Efficient algorithm for computing equally distributed points in polytope?

Question

Given a $d$-dimensional (rational) convex polytope $P$ with vertices $v_1, \ldots, v_n$, I would like to compute many equally distributed points that lie in $P$. "Equally distributed" is of course not a precise term. It should just mean that points don't accumulate at some point in $P$ much more than at others (like they would be by doing a repeated barycentric subdivision, for example).

Now, there are two obvious solutions: First one is to just generate a lot of random points in the polytope. This can be done quickly with a software like Polymake. But the problem is that the coordinates have huge denominators which make subsequent computations very slow.

The second approach would be to generate coefficient vectors that sum up to $1$ and have entries $\geq 1/k$. The coefficients have small denominators but the algorithm would generate ${n-k-1 \choose k-1}$ coefficient vectors, while only a tiny fraction of them give distinct points in the polytope (at least for the polytopes I am interested in).

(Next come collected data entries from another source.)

PR #299, opened 2016-03-22
Missed reading alert

tzachi-dar:
This PR makes the missed reading alert time dependent.
That is one can set it to work only on day or only on night.


tzachi-dar:
Just added one more important fix to this branch.
It seems that we have this bug in more places, after this is merged, I'll fix the other places.

The problem happens when one enters "" (that is nothing) instead of a number and then the function Integer.parseInt crashes. Not really related to this commit.

tzachi-dar:
Merged this against latest master.

AdrianLxM:
can we close this?

PR #300, opened 2016-03-23
Add timeout on mongo send/receive operations.

tzachi-dar:

This is a fix for the problem of mongo upload operations that got stuck.
It seems that we have not configured timeout on the operations and as a result, this might got stuck for ever.
Verified the fix is working with much smaller timeouts.

### DIFF
--- a/app/src/main/java/com/eveningoutpost/dexdrip/Services/MongoWrapper.java
+++ b/app/src/main/java/com/eveningoutpost/dexdrip/Services/MongoWrapper.java
@@ -36,7 +36,7 @@ public class MongoWrapper {
 	// Unfortunately, this also throws other exceptions that are not documetned...
     public DBCollection openMongoDb() throws UnknownHostException {
 
-    	MongoClientURI dbUri = new MongoClientURI(dbUriStr_); //?? thros
+    	MongoClientURI dbUri = new MongoClientURI(dbUriStr_+"?socketTimeoutMS=180000");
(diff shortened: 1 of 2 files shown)


jstevensog:
I think merge away.
Nice catch Tzachi-dar.
Cheers

---- tzachi-dar wrote ----

AdrianLxM:
Nice catch.
Before merging, could you please change the line separators.

tzachi-dar:
Sure, I''' change the line separators.
I want to run with it for a couple of more days before merging it, so I will have more confidence in this change.

aaroecker:
Could a time out be created for the collector?  There's a bug that's been talked about at length concerning loss of Bluetooth signal.  When the restart collector button is pushed the Bluetooth icon reappears on the Dex.  If no data is collected by the collector after six minutes a trigger could automatically restart the collector hopefully solving the issue.  Just a thought.

jstevensog:
I have tried this in the past.  But not been successful.  Will try to revisit it soon.
Cheers

---- aaroecker wrote ----

aaroecker:
Awesome, thank you!

tzachi-dar:
Merged into master (not through github).

AdrianLxM:
What did you actually change? Due to the line endings it looks like you switched the whole file.

tzachi-dar:
Oops, only changed 2 lines, fixing that soon.

tzachi-dar:
OK, fixed that, look at maste again.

Are there any algorithms that do what I want efficiently with small denominators?

Answer 1

This is an answer just to record a solution to the problem.

Given the polytope, I triangulate it without introducing new vertices. Then I generate for each simplex in the resulting simplicial complex many points in the interior with my second approach. Every coefficient vector will give distinct points because the vertices of the simplices are affinely independent. To implement this solution one can use Sage together with TOPCOM, for example.

Depending on the chosen triangulation, the dimension and and number of vertices this solution can actually be quite inefficient.